# [How to complete this task]
Give the lines below again exactly, starting with the line that holds "Eliminate underscore usage" and going on through the line that holds "as 7f062192e1f9e4cb669d378b1140da9a33b0db42, and".

# [Stored items]
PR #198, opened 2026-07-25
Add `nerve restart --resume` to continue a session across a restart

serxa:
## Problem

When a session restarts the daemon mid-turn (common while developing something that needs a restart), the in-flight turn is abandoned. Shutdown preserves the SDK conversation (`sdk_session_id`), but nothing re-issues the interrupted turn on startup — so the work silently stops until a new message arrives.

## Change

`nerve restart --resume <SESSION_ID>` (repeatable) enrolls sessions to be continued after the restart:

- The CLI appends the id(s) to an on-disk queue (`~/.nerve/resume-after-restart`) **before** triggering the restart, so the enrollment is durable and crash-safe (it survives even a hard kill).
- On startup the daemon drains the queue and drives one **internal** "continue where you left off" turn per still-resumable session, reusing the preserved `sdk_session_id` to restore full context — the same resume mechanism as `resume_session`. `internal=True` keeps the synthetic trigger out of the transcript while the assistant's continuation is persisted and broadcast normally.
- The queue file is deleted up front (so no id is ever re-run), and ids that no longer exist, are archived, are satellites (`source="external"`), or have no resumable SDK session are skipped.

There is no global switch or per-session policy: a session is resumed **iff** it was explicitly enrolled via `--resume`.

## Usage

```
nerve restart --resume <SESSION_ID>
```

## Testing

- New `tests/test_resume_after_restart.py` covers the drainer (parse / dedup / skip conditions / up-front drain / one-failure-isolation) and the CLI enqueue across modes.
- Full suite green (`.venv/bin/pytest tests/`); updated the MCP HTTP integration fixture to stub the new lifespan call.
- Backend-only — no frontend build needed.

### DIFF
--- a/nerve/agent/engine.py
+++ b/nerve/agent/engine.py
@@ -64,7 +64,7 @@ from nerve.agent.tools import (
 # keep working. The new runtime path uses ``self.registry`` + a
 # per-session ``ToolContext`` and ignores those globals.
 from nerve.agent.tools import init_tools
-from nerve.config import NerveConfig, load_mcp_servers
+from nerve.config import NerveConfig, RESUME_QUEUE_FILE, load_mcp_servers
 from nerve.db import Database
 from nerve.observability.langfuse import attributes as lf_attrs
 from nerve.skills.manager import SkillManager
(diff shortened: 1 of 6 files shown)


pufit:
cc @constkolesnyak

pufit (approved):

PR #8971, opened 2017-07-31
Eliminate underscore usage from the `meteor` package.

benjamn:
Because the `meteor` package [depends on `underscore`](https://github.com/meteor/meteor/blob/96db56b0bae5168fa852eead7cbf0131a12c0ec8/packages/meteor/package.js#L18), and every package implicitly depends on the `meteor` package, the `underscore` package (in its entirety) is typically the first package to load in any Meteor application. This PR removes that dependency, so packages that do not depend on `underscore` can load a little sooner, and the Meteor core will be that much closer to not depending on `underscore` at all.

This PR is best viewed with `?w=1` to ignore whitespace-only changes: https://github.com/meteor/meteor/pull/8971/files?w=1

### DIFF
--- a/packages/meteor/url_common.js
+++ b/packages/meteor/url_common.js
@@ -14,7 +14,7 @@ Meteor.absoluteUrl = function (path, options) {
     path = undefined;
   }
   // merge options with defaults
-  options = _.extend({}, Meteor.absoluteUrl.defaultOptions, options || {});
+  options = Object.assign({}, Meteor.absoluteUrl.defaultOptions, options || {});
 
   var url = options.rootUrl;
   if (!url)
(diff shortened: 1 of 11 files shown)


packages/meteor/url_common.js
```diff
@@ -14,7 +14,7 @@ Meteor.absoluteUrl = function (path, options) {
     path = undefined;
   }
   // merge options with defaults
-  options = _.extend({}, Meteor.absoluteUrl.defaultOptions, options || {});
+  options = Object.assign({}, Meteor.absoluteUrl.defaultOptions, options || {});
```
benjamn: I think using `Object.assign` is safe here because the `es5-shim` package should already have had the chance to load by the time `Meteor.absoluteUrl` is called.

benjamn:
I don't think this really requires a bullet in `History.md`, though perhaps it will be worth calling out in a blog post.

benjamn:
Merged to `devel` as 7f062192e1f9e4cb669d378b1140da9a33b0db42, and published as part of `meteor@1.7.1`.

---

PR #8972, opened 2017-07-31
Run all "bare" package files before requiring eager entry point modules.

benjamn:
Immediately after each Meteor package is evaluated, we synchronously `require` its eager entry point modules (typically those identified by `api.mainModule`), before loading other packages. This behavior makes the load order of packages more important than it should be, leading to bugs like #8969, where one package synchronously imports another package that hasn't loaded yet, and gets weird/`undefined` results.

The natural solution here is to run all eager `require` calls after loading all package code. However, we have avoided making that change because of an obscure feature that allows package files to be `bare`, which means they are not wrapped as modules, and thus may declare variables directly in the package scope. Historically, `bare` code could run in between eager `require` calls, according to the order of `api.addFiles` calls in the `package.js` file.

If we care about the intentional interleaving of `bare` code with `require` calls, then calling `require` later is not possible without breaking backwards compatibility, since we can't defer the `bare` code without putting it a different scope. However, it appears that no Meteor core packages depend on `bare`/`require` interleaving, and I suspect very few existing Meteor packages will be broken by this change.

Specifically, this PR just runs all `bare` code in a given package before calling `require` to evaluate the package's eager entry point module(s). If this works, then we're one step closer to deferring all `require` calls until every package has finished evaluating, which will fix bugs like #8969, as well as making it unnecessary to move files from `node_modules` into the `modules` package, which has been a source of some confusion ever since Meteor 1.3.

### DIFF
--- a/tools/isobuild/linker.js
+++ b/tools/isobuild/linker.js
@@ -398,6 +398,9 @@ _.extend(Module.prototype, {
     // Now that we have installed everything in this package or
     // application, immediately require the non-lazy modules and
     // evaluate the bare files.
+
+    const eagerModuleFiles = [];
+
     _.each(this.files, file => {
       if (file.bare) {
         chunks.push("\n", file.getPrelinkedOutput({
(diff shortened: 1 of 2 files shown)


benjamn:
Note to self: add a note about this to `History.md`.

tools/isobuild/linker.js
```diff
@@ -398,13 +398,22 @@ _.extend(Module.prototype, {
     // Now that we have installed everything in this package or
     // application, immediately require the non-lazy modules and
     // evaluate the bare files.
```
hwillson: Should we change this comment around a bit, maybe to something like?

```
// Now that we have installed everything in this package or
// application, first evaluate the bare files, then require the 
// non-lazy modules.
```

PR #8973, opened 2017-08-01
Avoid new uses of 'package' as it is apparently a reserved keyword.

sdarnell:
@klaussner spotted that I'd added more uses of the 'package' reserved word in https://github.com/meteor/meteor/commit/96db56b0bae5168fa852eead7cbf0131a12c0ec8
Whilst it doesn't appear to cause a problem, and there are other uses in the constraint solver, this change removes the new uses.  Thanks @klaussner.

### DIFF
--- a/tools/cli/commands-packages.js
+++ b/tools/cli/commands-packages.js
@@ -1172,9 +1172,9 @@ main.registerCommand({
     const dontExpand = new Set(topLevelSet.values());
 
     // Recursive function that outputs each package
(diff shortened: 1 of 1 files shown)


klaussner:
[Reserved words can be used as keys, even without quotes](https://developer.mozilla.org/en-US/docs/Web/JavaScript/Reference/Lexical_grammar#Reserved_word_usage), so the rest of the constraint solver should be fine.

# [Solution to the problem]
Eliminate underscore usage from the `meteor` package.

benjamn:
Because the `meteor` package [depends on `underscore`](https://github.com/meteor/meteor/blob/96db56b0bae5168fa852eead7cbf0131a12c0ec8/packages/meteor/package.js#L18), and every package implicitly depends on the `meteor` package, the `underscore` package (in its entirety) is typically the first package to load in any Meteor application. This PR removes that dependency, so packages that do not depend on `underscore` can load a little sooner, and the Meteor core will be that much closer to not depending on `underscore` at all.

This PR is best viewed with `?w=1` to ignore whitespace-only changes: https://github.com/meteor/meteor/pull/8971/files?w=1

### DIFF
--- a/packages/meteor/url_common.js
+++ b/packages/meteor/url_common.js
@@ -14,7 +14,7 @@ Meteor.absoluteUrl = function (path, options) {
     path = undefined;
   }
   // merge options with defaults
-  options = _.extend({}, Meteor.absoluteUrl.defaultOptions, options || {});
+  options = Object.assign({}, Meteor.absoluteUrl.defaultOptions, options || {});
 
   var url = options.rootUrl;
   if (!url)
(diff shortened: 1 of 11 files shown)


packages/meteor/url_common.js
```diff
@@ -14,7 +14,7 @@ Meteor.absoluteUrl = function (path, options) {
     path = undefined;
   }
   // merge options with defaults
-  options = _.extend({}, Meteor.absoluteUrl.defaultOptions, options || {});
+  options = Object.assign({}, Meteor.absoluteUrl.defaultOptions, options || {});
```
benjamn: I think using `Object.assign` is safe here because the `es5-shim` package should already have had the chance to load by the time `Meteor.absoluteUrl` is called.

benjamn:
I don't think this really requires a bullet in `History.md`, though perhaps it will be worth calling out in a blog post.

benjamn:
Merged to `devel` as 7f062192e1f9e4cb669d378b1140da9a33b0db42, and published as part of `meteor@1.7.1`.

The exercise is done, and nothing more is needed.